Hand-off rituals: brief outgoing engineer, review last week's pages.
Right of refusal: noisy alerts can be silenced by on-call and triaged the next day.
Onboarding: new engineers shadow before primary; they own the runbook updates.

The Incident Response Loop

Detect — alert fires.
Acknowledge — page tool acknowledged within minutes.
Declare — open an incident channel; appoint an Incident Commander.
Contain — roll back, throttle, fail over, scale up — stop the bleeding.
Diagnose — use metrics, traces, logs to find the cause.
Resolve — apply the fix; confirm metrics returned to normal.
Close — communicate resolution; schedule postmortem.

The Incident Commander coordinates; they do not do the technical work. Communications, scribe, and tech leads are separate roles for big incidents.

Blameless Postmortems

Within a few business days, write up:

Timeline of what happened.
Customer impact (numbers, duration, blast radius).
Contributing factors (technical, organisational, process).
What went well, what went poorly, where we got lucky.
Action items with owners and deadlines.

Blameless means assuming everyone acted reasonably given what they knew at the time. The goal is system improvement, not finger-pointing. Engineers will only volunteer "I deployed the bad config at 14:30" in a culture where doing so is safe.

Status Pages and Comms

Public status page (statuspage.io, Atlassian, instatus) for customer-impacting incidents.
Update every 30–60 minutes during an incident, even with "still investigating".
Internal incident channel for engineering coordination, separate from customer comms.
A clear template for incident updates — most teams find that consistent format reduces panic.

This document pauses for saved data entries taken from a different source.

PR #1090, opened 2023-12-04
Fix current ID functions on concurrent inputs

ekzhang:
This is done using a context variable, which works in both sync and async contexts. Now current_input_id() and current_function_call_id() should reliably return the correct values regardless of where they are called, even when allow_concurrent_inputs is set to a value greater than 1.

TODO: Add a client test for this behavior.


gongy:
This looks good to me (very clean)

PR #1092, opened 2023-12-04
Delete modal/extensions/pymc.py

ekzhang:
This is pretty old code and has been giving me mypy errors when running locally, for a while now.

Removing because it's not used anywhere or officially supported.


erikbern:
yeah seems like the right move

ekzhang:
@prbot approve

PR #1095, opened 2023-12-04
Raise an error on Python 3.12

erikbern:
A bunch of users have run into weird tracebacks on Python 3.12. Let's just add an exception for this.

### DIFF
--- a/modal/__init__.py
+++ b/modal/__init__.py
@@ -1,4 +1,13 @@
 # Copyright Modal Labs 2022
+import sys
+
+if sys.version_info >= (3, 12):
+    raise RuntimeError(
+        "Modal is not supported on Python 3.12 yet. See https://github.com/modal-labs/modal-client/issues/1056"
+    )
+elif sys.version_info < (3, 7):
+    raise RuntimeError("Modal requires Python 3.7 or higher")
+
 from modal_version import __version__
 
 try:


modal/__init__.py
```diff
@@ -1,4 +1,13 @@
 # Copyright Modal Labs 2022
+import sys
+
+if sys.version_info >= (3, 12):
+    raise RuntimeError(
+        "Modal is not supported on Python 3.12 yet. See https://github.com/modal-labs/modal-client/issues/1056"
+    )
+elif sys.version_info < (3, 7):
+    raise RuntimeError("Modal requires Python 3.7 or higher")
```
ekzhang, line 9: We have already set [python_requires](https://packaging.python.org/en/latest/guides/distributing-packages-using-setuptools/#python-requires) to only allow installations on Python 3.7+, so I think this code can never execute?

ekzhang (commented):
Do you think we should just add `<3.12` to the `setup.cfg` so they can't install it instead?

erikbern:
> Do you think we should just add `<3.12` to the `setup.cfg` so they can't install it instead?

yeah maybe that's a better approach, i can do that

jcano-sl:
I'm gettingh this error on Windows 10  (Python 3.11.5)  : TypeError: bad operand type for unary -: 'NoneType'

When executing:

import datetime
import json
import psycopg2

from jsonschema2db import JSONSchemaToPostgres

schema = json.load(open('test_schema.json'))
translator = JSONSchemaToPostgres(
    schema,
    postgres_schema='schm',
    item_col_name='loan_file_id',
    item_col_type='string',
    abbreviations={
        'AbbreviateThisReallyLongColumn': 'AbbTRLC',
    }
)

con = psycopg2.connect('host=localhost dbname=postgres user=postgres password=test1234')
translator.create_tables(con)

any hint? Thanks

erikbern:
@jcano-sl I think that was a production issue that we solved and not related to 3.12

PR #1097, opened 2023-12-04
Client changes for data_in web endpoints

ekzhang:
Here are all remaining client changes needed to support streaming request bodies and WebSockets (*) on the client, at the moment. The server PR needs to be merged first, which takes into account the client version when deciding how to invoke a web endpoint.

This PR bumps the client version to **0.56**.

(*): Caveat with WebSocket support is that it won't be very efficient until we make generator outputs go through `data_out` rather than the function output system.

### DIFF
--- a/test/conftest.py
+++ b/test/conftest.py
@@ -49,6 +49,7 @@ class MockClientServicer(api_grpc.ModalClientBase):
     # TODO(erikbern): add more annotations
     container_inputs: list[api_pb2.FunctionGetInputsResponse]
     container_outputs: list[api_pb2.FunctionPutOutputsRequest]
+    fc_data_in: dict[str, asyncio.Queue[api_pb2.DataChunk]]
 
     def __init__(self, blob_host, blobs):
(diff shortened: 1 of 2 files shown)


modal/_asgi.py
```diff
@@ -4,18 +4,43 @@
...
+                            continue
+                        last_index = chunk.index
+                        if chunk.data_blob_id:
+                            message_bytes = await blob_download(chunk.data_blob_id, client.stub)
+                        else:
+                            message_bytes = chunk.data
+                        message = deserialize_data_format(message_bytes, chunk.data_format, client)
+                        await messages_to_app.put(message)
+                except Exception:  # TODO: Catch specific exceptions versus transient errors.
+                    await asyncio.sleep(0.1)
```
ekzhang, line 43: This can probably be moved into a helper function in the future with shared logic if, e.g., expose the data channel for users?

ekzhang:
@prbot approve

PR #1101, opened 2023-12-05
volumes: Use os.sync before committing on exit

thundergolfer:
### Describe your changes

Follow up to https://github.com/modal-labs/modal-client/pull/1089#discussion_r1414511679

### DIFF
--- a/modal/_container_entrypoint.py
+++ b/modal/_container_entrypoint.py
@@ -9,6 +9,7 @@ import importlib
 import inspect
 import json
 import math
+import os
 import pickle
 import signal
 import sys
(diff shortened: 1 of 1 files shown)


modal/_container_entrypoint.py
```diff
@@ -438,6 +440,7 @@ async def volume_commit(self, volume_ids: list[str]) -> None:
         """
         if not volume_ids:
             return
+        await asyncify(os.sync)()
```
gimaker, line 443: We should do the same for explicit commits

gimaker (approved):

PR #1105, opened 2023-12-07
Add 'modal volume rm' command

thundergolfer:
## Describe your changes

Ad `modal volume rm`


danielnorberg:
👍

PR #1110, opened 2023-12-07
Client support for WebSockets in web endpoints

ekzhang:
These are all client changes needed to support WebSockets. We already have the protocol set up (in #1097), so it's just a matter of adding new enum variants.


erikbern (commented):
Nice!

PR #1112, opened 2023-12-08
perf: intro --compile option to poetry installs

thundergolfer:
## Describe your changes

Feb 27th 2023 a new Poetry version was release that **turned off** `.pyc` compilation on install: https://python-poetry.org/blog/announcing-poetry-1.4.0.

This speeds up installation a bit, and slows down the application's first run. Very bad tradeoff in our case.

This re-enables `.pyc` compilation, bringing cold start `import` perf back in line with non-poetry images. 

`sentence_transformers` package now imports in 5.1s, not 9.8s. 

**Aside:** I also introduce relaxed pinning of the Poetry version, as having not version range selection seems imprudent. 

### DIFF
--- a/modal/image.py
+++ b/modal/image.py
@@ -659,7 +659,7 @@ class _Image(_Object, type_prefix="im"):
 
         dockerfile_commands = [
             "FROM base",
-            "RUN python -m pip install poetry",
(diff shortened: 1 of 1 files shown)


aksh-at (approved):
great find, thanks!

PR #1116, opened 2023-12-10
Track and hydrate object dependencies of functions using closurevars

erikbern:
This PR:
1. Adds a utility helper that takes a callable (a user function) and returns a list of Modal objects in global scope that it refers.
2. Tracks all such dependencies of user functions, which will cause those objects to be hydrated in the container as well

The point is to obviate stub assignments since this takes care of most/all cases where it's still needed. We don't yet support a bunch of weird cases (wrapping objects in data structures etc) but neither does the current stub assignment logic so I think it's fine.

It lets us get rid of remaining needs for stub assignments, which at this point is really just weird ones:
1. Ephemeral Dict/Queues (for other ephemeral objects, they are already referred to by functions, so there's no need for stub assignments)
4. References to objects in other apps.
5. Quasi-deployed objects by tying volumes to an app (vs using a separate single-object app). I did some analytics and this is very rare.

In case 1 and 2, this code will make it work without the assignment i.e. you can just refer to the object itself from inside the function and it will by hydrated.

For case 3, we should encourage people to use persisted objects instead.

### DIFF
--- a/modal/_function_utils.py
+++ b/modal/_function_utils.py
@@ -310,7 +310,7 @@ def get_referred_objects(f: Callable) -> List[Object]:
     for obj in inspect.getclosurevars(f).globals.values():
         if isinstance(obj, Object):
             ret.append(obj)
-        elif callable(obj):
+        elif inspect.isfunction(obj):
             ret += get_referred_objects(obj)
 
     return ret
--- a/modal/_function_utils.py
+++ b/modal/_function_utils.py
@@ -5,9 +5,10 @@ import site
 import sys
 import sysconfig
 import typing
+from collections import deque
 from enum import Enum
 from pathlib import Path, PurePosixPath
-from typing import Callable, Dict, List, Optional, Type
+from typing import Callable, Dict, List, Optional, Set, Type
 
 from modal_proto import api_pb2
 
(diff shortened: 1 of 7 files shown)


erikbern:
Passes all integration tests

modal/_function_utils.py
```diff
@@ -297,3 +298,25 @@ def get_tag(self):
...
+
+    ret: List[Object] = []
+    for obj in inspect.getclosurevars(f).globals.values():
+        if isinstance(obj, (Function, Cls)):
+            # These are always attached to stubs, so we shouldn't do anything
+            pass
+        elif isinstance(obj, Object):
+            ret.append(obj)
+        elif inspect.isfunction(obj):
+            ret += get_referred_objects(obj)
```
aksh-at, line 320: can this infinite loop with two functions that call each other?

modal/functions.py
```diff
@@ -679,6 +679,12 @@ def _deps(only_explicit_mounts=False) -> List[_Object]:
                 deps.append(nfs)
             for _, vol in validated_volumes:
                 deps.append(vol)
+
+            # Add implicit dependencies from the function's code
+            objs: list[Object] = get_referred_objects(info.raw_f)
+            _objs: list[_Object] = synchronizer._translate_in(objs)
+            deps += _objs
```
aksh-at, line 686: do these need to be deduped anywhere?

aksh-at (approved):
nice, lgtm besides comments

modal/_function_utils.py
erikbern: haha shit you're right – let me fix (and add a test)

modal/functions.py
erikbern: it's fine, as long as the list is the same locally and in the container

modal/_function_utils.py
erikbern: Fixed this by not using recursion, and keeping track of all objects seen so far.

PR #1704, opened 2024-04-17
Flip around Stub and App

erikbern:
This flips it around so that `Stub` is a dummy subclass of `App` rather than the other way around.

Will still have like 1000 references to "stub" in the code but we can go through and change it fairly incrementally.


mwaskom (approved):

erikbern:
Thanks @mwaskom

PR #1705, opened 2024-04-17
Type annotations in _container_io_manager

erikbern:
Minor thing, just for extra paranoia


erikbern:
@prbot approve

mwaskom:
👍 

> just for extra paranoia

😳 😵‍💫 💀

mwaskom:
Unfortunately I think we still won't actually type check the implementation here :)

PR #1709, opened 2024-04-17
Reapply "run_app and deploy_app" (#1708)

mwaskom:
Docs should now be updated to not break on this reference: https://github.com/modal-labs/modal/pull/11963


ekzhang:
Thank you 🙏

The Health Indicator That Matters

Mature observability is measurable in three numbers:

Time to detect (TTD) — incident start to alert.
Time to acknowledge (TTA) — alert to human responding.
Time to resolve (TTR) — incident start to fix deployed.

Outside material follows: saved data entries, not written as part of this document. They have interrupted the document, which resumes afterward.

PR #1710, opened 2024-04-17
Tests: stub -> app

erikbern:
Easiest place to start since it doesn't affect docs or the public SDK

### DIFF
--- a/test/helpers.py
+++ b/test/helpers.py
@@ -6,16 +6,16 @@ import sys
 from typing import Optional
 
 
-def deploy_stub_externally(
+def deploy_app_externally(
     servicer,
     file_or_module: str,
-    stub_variable: Optional[str] = None,
+    app_variable: Optional[str] = None,
     deployment_name="Deployment",
     cwd=None,
     env={},
     capture_output=True,
 ) -> Optional[str]:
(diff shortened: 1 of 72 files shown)


erikbern:
@prbot approve

test/helpers.py
```diff
@@ -6,16 +6,16 @@
...
     file_or_module: str,
-    stub_variable: Optional[str] = None,
+    app_variable: Optional[str] = None,
     deployment_name="Deployment",
     cwd=None,
     env={},
     capture_output=True,
 ) -> Optional[str]:
-    # deploys a stub from another interpreter to prevent leaking state from client into a container process (apart from what goes through the servicer)
+    # deploys a app from another interpreter to prevent leaking state from client into a container process (apart from what goes through the servicer)
```
mwaskom, line 18: "a app" you say? ;)

mwaskom: (More seriously we should probably watch out for this when we update the user-facing docs)

mwaskom (commented):
:+1: lot of changes but safe to rely on CI here

test/helpers.py
erikbern: oops this was a mistake, but it's only in tests

mwaskom: yep not an issue in a test comment but good to think about (if you haven't been) for user-facing text

PR #1711, opened 2024-04-17
Add keys/values/items method to modal.Dict

mwaskom:
Resolves MOD-2754

## Changelog

- The `modal.Dict` object now implements a `keys`/`values`/`items` API. Note that there are a few differences when compared to standard Python dicts:
    - The return value is a simple iterator, whereas Python uses a dictionary view object with more features.
    - The results are unordered.
 - Additionally, there was no key data stored for items added to a `modal.Dict` prior to this release, so empty strings will be returned for these entries.


mwaskom:
@prbot approve

PR #1723, opened 2024-04-19
Simplify Queue and Dict docs

erikbern:
Was going to replace `Stub` with `App` everywhere but for this one there's no point using a stub/app.

We test all docstrings and for these snippets to work we need to run against the cloud env. So I added Modal credentials to the docstring test.


erikbern:
@prbot approve

PR #1724, opened 2024-04-19
Remove grpc_utils.ChannelPool

ekzhang:
## Describe your changes

This removes grpc_utils.ChannelPool, a channel connection manager that appears to slow down certain RPCs by introducing extraneous handshakes, and use extra TCP connections.

This PR only affects the client from outside containers. It doesn't affect existing deployed functions or endpoints.

### DIFF
--- a/modal/_utils/grpc_utils.py
+++ b/modal/_utils/grpc_utils.py
@@ -10,9 +10,7 @@ from typing import (
     Any,
     AsyncIterator,
     Dict,
-    List,
     Optional,
-    Type,
     TypeVar,
 )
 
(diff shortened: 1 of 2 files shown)


ekzhang:
@prbot approve

luiscape:
@ekzhang Isn't it a good thing to have clients close connections every few seconds? This would help with NGINX scale down events (for example, a new NGINX target is added, a client connects to it and has a long lived connection, NGINX is removed from the pool closing the connection). What would happen in that case now that we removed the pool?

ekzhang:
That's fair! The TGPS for Nginx controller pods is 90 seconds already though, so clients will just get a disconnection after that period.

We already do this for container proxy clients and internal services, so it's probably OK.

PR #1725, opened 2024-04-19
stub -> app in docstrings

erikbern:
This is the first place where we start using "app" instead of "stub" to the public.

We should fast-follow with equivalent changes to the examples and the online docs.

### DIFF
--- a/modal/_container_entrypoint.py
+++ b/modal/_container_entrypoint.py
@@ -155,7 +155,7 @@ def call_function_sync(
                 if inspect.iscoroutine(res) or inspect.isgenerator(res) or inspect.isasyncgen(res):
                     raise InvalidError(
                         f"Sync (non-generator) function return value of type {type(res)}."
-                        " You might need to use @stub.function(..., is_generator=True)."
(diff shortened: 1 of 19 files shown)


erikbern:
@prbot approve

modal/_container_entrypoint.py
```diff
@@ -155,7 +155,7 @@ def run_input(input_id: str, function_call_id: str, args: Any, kwargs: Any) -> N
                 if inspect.iscoroutine(res) or inspect.isgenerator(res) or inspect.isasyncgen(res):
                     raise InvalidError(
                         f"Sync (non-generator) function return value of type {type(res)}."
-                        " You might need to use @stub.function(..., is_generator=True)."
+                        " You might need to use @app.function(..., is_generator=True)."
```
mwaskom, line 158: Feels like we might want to reword this one to be more robust, e.g. "you might need to use `is_generator=True` in your function decorator"

mwaskom (commented):
:+1:

PR #1727, opened 2024-04-19
Re-enable ChannelPool optionally with an environment variable

ekzhang:
This may be useful for debugging network issues in the future, until we're sure we can remove the code.


erikbern:
Thanks! Hopefully we can remove the `ChannelPool` class unceremoniously in a few weeks/month if users don't report any issues.

ekzhang:
No reported issues!

PR #1728, opened 2024-04-20
Flip around app & stub in some tests

erikbern:
Instead of having a bunch of tests that use "stub" and test specifically that "app works", flip it around so that almost all tests use "app" and there's specific tests for the old "stub" name.

Just prepping for _deprecating_ "stub"


erikbern:
@prbot approve

PR #1733, opened 2024-04-20
`Stub` deprecation warning

erikbern:
This enables deprecation warnings for the usage of `Stub` classes, as well as deprecation warnings if the user has a `stub` symbol defined at the module level while running `modal run`.

My suggestion is that we hold off merging this for at least 1-2 weeks, just in case there's some broken code with the app stuff. Also to give people a bit more time to adjust.

Edit: tentatively targeting next Friday, i.e. 2024-04-26. Also made the warnings _pending_ just to be slightly more gentle. But let's raise to non-pending warnings pretty soon after.

# Changelog

* Add a pending deprecation warning for usage of `Stub` in favor of `App`
* Add a pending deprecation warning for CLI module imports using the `stub` variable name, in favor of `app`


ekzhang:
> we hold off merging this for at least 1-2 weeks

Should we wait until all of our examples, docs, and official external repos are updated?

PR #1734, opened 2024-04-20
handle `app` -> `stub` fallback during CLI imports

erikbern:
If a user had both `app` and `stub` present at the module level, and ran `modal run myscript.py`, and `stub` was the main app class, then #1728 would cause `modal run` to break. E.g. this code:

```
import modal

app = 234
stub = modal.Stub()

@stub.function()
def f():
    ...
```

It would cause this issue:

```
erikbern@Eriks-Air modal-client % modal run stub_app_thing.py 
╭─ Error ──────────────────────────────────────────────────────────────────────────────────────────────────╮
│ 234 is not a Modal entity (should be a App or Function)                                                  │
╰──────────────────────────────────────────────────────────────────────────────────────────────────────────╯
```

Now, after this code, it still works:

```
erikbern@Eriks-Air modal-client % modal run stub_app_thing.py                   
╭─ Modal Deprecation Warning (2024-04-20) ─────────────────────────────────────────────────────────────────╮
│ The symbol `app` is present at the module level but it's not a Modal app. We will use `stub` instead,    │
│ but this will not work in future Modal versions. Suggestion: change the name of `app` to something else. │
│                                                                                                          │
│ Source: /Users/erikbern/python3.10-env/lib/python3.10/site-packages/click/core.py:1729                   │
│   cmd = self.get_command(ctx, cmd_name)                                                                  │
╰──────────────────────────────────────────────────────────────────────────────────────────────────────────╯
✓ Initialized. View run at https://modal.com/modal-labs/apps/ap-stbr8cgdypPapuhzKIuEP7
✓ Created objects.
├── 🔨 Created mount /Users/erikbern/modal-client/stub_app_thing.py
└── 🔨 Created f.
Stopping app - local entrypoint completed.
✓ App completed. View run at https://modal.com/modal-labs/apps/ap-stbr8cgdypPapuhzKIuEP7
```

### DIFF
--- a/modal/cli/import_refs.py
+++ b/modal/cli/import_refs.py
@@ -20,7 +20,7 @@ from rich.markdown import Markdown
 
 import modal
 from modal.app import App, LocalEntrypoint
-from modal.exception import _CliUserExecutionError
+from modal.exception import _CliUserExecutionError, deprecation_warning
 from modal.functions import Function
 
 
@@ -42,7 +42,6 @@ def parse_import_ref(object_ref: str) -> ImportRef:
 
 
 DEFAULT_APP_NAME = "app"
-POSSIBLE_APP_NAMES = ["app", "stub"]
 
 
 def import_file_or_module(file_or_module: str):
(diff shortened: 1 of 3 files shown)


erikbern:
@prbot approve

mwaskom:
I’d suggest using `show_source=False` in the deprecation warning helper here since it’s just getting attributed to something in the CLI framework.

PR #1904, opened 2024-06-12
Deal with square brackets in progress messages

irfansharif:
Same as e8087de76c8 effectively. Trying to enrich messages when waiting in task queues elsewhere.


irfansharif:
Actually, can't figure it out. Will just escape on the server.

If TTD is hours, your alerts need work. If TTR is hours, your runbooks and tooling do. Track these per incident; trend them over quarters.

Course Conclusion

You can now design and operate an observability stack: pick the right signals, instrument with OpenTelemetry, run Prometheus + Grafana or a commercial APM, define SLIs/SLOs/error budgets, and respond to incidents like a team that has done it before. The cert exams (DOP-C02, AZ-400, Google PCA / SRE) drill on exactly these concepts.

The remaining work is hands-on: instrument a real service, build the dashboards, write the runbooks, take a few on-call shifts. The fundamentals do not change — only your fluency improves with practice.